Given data below:

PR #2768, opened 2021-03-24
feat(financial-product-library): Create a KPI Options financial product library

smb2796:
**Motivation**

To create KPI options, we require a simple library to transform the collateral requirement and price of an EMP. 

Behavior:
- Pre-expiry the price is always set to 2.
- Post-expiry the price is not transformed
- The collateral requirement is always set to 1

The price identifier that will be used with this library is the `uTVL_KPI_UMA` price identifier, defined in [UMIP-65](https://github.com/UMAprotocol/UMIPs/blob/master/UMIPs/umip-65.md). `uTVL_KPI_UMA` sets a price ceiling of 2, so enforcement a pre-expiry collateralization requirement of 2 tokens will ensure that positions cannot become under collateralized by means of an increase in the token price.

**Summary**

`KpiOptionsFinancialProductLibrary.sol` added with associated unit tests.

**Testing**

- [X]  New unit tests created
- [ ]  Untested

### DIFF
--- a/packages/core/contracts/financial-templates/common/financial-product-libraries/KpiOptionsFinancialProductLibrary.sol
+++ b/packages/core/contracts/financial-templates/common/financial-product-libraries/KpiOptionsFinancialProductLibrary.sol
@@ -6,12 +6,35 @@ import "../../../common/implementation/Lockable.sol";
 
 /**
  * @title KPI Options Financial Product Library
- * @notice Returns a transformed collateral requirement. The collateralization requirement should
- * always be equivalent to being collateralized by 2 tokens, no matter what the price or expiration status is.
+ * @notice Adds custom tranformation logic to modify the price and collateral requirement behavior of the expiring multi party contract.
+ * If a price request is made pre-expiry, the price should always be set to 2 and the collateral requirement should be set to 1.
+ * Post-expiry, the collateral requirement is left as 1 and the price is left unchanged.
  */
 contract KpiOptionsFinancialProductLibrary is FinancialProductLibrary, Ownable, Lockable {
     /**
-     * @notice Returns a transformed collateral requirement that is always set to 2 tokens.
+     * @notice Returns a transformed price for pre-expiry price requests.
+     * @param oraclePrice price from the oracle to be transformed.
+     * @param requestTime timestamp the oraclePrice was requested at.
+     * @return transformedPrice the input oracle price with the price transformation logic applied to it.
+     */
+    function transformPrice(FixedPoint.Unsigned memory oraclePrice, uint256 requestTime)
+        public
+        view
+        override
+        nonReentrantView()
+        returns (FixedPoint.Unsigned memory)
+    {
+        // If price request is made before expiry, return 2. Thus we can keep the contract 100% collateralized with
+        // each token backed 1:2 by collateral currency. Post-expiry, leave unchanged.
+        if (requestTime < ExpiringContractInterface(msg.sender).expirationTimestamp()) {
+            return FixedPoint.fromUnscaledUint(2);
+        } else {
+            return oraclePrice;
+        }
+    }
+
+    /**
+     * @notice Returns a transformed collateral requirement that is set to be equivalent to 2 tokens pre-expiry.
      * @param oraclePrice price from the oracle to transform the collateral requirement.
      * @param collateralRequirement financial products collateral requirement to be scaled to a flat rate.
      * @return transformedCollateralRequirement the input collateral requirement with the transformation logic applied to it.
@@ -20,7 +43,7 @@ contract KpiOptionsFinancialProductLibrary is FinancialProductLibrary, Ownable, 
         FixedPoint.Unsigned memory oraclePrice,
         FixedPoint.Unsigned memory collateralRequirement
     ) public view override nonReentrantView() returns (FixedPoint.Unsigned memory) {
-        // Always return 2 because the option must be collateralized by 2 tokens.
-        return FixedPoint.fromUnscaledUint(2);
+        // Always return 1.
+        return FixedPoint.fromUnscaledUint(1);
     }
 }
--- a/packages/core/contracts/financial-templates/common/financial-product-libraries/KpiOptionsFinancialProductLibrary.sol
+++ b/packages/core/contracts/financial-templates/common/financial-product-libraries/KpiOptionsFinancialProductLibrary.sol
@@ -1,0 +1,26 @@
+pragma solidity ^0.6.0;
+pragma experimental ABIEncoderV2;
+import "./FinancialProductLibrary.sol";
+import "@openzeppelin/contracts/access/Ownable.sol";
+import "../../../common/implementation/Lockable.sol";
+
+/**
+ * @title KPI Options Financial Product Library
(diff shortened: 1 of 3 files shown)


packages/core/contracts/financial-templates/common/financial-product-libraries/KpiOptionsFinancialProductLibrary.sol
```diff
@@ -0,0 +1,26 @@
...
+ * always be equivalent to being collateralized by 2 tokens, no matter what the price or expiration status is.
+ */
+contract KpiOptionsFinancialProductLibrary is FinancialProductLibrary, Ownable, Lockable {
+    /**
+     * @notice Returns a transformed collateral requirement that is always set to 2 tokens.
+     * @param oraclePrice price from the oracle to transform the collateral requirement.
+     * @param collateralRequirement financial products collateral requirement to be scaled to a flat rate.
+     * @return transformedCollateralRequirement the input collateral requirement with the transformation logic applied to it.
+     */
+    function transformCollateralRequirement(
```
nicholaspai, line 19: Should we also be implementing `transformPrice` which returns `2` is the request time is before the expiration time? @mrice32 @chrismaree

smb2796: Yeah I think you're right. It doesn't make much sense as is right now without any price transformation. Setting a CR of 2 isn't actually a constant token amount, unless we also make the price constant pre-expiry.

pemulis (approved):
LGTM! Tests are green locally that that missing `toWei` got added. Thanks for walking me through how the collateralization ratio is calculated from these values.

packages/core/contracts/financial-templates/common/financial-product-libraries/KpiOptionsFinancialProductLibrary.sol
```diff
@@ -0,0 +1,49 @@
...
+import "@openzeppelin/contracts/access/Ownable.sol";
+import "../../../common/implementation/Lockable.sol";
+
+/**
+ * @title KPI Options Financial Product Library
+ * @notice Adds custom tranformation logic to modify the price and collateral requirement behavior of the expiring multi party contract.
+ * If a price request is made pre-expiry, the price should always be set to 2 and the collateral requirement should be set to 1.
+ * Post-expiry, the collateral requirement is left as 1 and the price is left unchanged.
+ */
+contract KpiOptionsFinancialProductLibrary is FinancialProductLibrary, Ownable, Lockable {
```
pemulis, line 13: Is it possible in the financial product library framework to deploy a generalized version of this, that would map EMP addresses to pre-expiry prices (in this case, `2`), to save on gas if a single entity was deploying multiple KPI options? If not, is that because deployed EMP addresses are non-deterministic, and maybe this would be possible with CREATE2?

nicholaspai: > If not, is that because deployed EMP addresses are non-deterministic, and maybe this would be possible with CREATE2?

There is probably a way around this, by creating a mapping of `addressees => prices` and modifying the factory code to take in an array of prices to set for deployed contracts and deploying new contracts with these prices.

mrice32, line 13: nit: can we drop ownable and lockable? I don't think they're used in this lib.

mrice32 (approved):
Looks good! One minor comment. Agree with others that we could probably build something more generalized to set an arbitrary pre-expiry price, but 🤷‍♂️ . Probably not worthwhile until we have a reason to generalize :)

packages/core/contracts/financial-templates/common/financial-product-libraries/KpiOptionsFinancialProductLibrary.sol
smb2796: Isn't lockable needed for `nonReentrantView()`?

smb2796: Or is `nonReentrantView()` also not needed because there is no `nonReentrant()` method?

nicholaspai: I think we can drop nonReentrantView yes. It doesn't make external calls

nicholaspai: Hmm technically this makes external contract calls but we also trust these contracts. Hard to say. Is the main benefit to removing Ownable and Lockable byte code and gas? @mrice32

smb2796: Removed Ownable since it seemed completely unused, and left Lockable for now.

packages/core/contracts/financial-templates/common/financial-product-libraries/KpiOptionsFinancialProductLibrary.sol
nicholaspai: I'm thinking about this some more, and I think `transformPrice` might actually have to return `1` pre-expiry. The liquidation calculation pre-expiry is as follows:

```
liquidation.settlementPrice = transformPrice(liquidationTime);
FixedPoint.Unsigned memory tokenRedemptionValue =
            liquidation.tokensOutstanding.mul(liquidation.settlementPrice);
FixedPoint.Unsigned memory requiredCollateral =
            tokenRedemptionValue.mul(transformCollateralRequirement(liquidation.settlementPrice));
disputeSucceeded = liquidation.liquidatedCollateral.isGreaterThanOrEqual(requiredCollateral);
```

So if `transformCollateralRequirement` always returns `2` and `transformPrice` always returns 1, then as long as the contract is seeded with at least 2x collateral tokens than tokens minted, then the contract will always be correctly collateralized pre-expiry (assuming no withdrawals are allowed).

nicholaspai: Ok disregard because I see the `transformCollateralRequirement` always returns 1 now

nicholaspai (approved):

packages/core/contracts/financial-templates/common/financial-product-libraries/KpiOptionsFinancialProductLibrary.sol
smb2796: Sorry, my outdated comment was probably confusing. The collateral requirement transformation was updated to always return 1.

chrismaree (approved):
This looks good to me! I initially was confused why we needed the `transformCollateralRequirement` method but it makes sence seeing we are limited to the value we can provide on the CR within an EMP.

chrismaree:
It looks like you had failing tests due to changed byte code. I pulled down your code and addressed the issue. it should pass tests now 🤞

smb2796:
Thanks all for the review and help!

End of Given data.

Reproduce, exactly and with both ends included, every line from the one that contains "smb2796: Sorry, my" to the end of the listing above.

_Expected output:_
smb2796: Sorry, my outdated comment was probably confusing. The collateral requirement transformation was updated to always return 1.

chrismaree (approved):
This looks good to me! I initially was confused why we needed the `transformCollateralRequirement` method but it makes sence seeing we are limited to the value we can provide on the CR within an EMP.

chrismaree:
It looks like you had failing tests due to changed byte code. I pulled down your code and addressed the issue. it should pass tests now 🤞

smb2796:
Thanks all for the review and help!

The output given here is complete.